Today is Easter and I debated and debated if I should text Randy Happy Easter, I finally decided to because I know he is the tentative one now, the one who has to be convinced again like I did, I have walked away from him so many times that he has no trust for me and it's up to me to show him that my loyalty (as a friend) is constant, so I texted him and he replied and we wished each other a fun day with the plans we have , him skiing me going to my sons for dinner. There are alot of people who come and go in my life but there are some that no matter what I am going to love them and care for them and my convicitons for them are strong. It takes time to see who those lasting people are going to be but when you decide you really should stick to it no matter what. The photo above is of The Sacred Heart of Jesus, the heart that burns always in love for us....Easter is the day that he rose again from the dead and came out of his tomb after his brutal death for our sins......

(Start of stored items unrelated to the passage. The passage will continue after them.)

PR #1172, opened 2016-10-19
read: Fix theoretical access to freed memory

b4n:
`readLineRawWithNoSeek()` could get the pointer to the internal string
buffer before last modifying it, if reading the last line of the input
and that line has no terminating `\r` or `\n`.  Thus, if the last
modification to the string resulted in an allocation move (e.g. if
`realloc()` returned a different pointer), `readLineRawWithNoSeek()`
would return the pointer to the previous, now invalid, string buffer.

### DIFF
--- a/main/read.c
+++ b/main/read.c
@@ -1022,8 +1022,6 @@ char* readLineRawWithNoSeek (vString* const vline, FILE *const pp)
 				break;
 		}
 
-		result = vStringValue (vline);
-		
 		if (c == '\n' || c == '\r')
 			nlcr = true;
 		else if (nlcr)
@@ -1033,6 +1031,8 @@ char* readLineRawWithNoSeek (vString* const vline, FILE *const pp)
 		}
 		else
 			vStringPut (vline, c);
+
+		result = vStringValue (vline);
 	}
 
 	return result;


masatake:
Excellent. I wonder how you can find this.

b4n:
I just saw this looking at the function when checking whether it couldn't be removed in the context of #1171.

But it could be reproduced artificially by e.g. altering vString so that it:

1. only allocates the exact size it needs
2. use free/malloc instead of realloc to make sure the allocation changes.

Though, the currently existing callers only use `result` to check whether it was `NULL` or not, so it's actually harmless.  But that would change as soon as someone starts using the return value.

With the following patch which only alters internal `vString` buffer sizing, uses the return value of `readLineRawWithNoSeek()`, and makes sure to receive the problematic input, you'll see the issue.  Use `valgrind ./ctags --options=NONE --langdef=dog --langmap=dog:.dog --xcmd-dog=Tmain/xcmd-tag-relative-option.d/xcmd-dog --extra=+f --fields=+n -o - --list-kinds`: with this branch, it's fine, but with master it shows a fair bunch of memory errors.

Today I want you to make choices on what and who your heart is going to burn for....and I don't mean a consuming fire, rather a fire of passion that remains steady and never waivers. For what you decide to do and put your whole heart into there will be much power behind that choice.......and if you have a hard time knowing what to choose ask God and he will show you with signs........give wings to your goals and vison to your dreams! Have conviction of the heart......
Have a Blessed Easter everyone!
With Love and in the Light, Cassie
Kenny Loggins-- Conviction of the Heart
http://youtu.be/8n_GMfJ49co
quote from Marianne Williamson: "Passover and Easter can be seen as simply metaphors, or as genuine force that delivers us to the alchemy of personal transformation. Which they are depends on how we hold them... where we allow them to live within our minds and hearts. On this illumined day, may the hand of God free you from the slavery your own internal bondage and the tomb of your own deadened places, delivering you to new freedom and new life."
Laura says, "This religious holiday is just another reminder to find the Spirit of 'Christ' in all of us - Jesus - Divine - the Holy Spirit - Mohammed - Creator - Goddess - Buddha - Allah - Yahweh ... many names, one source ... shalom."
And fan Leslie adds, "Transformation, re-birth, resurrection, rejuvenation, restoration... are what I strive for loudly and desperately on each and every day, but on this day I find I must quietly and with reverence search deep within my soul for the grace and love of God.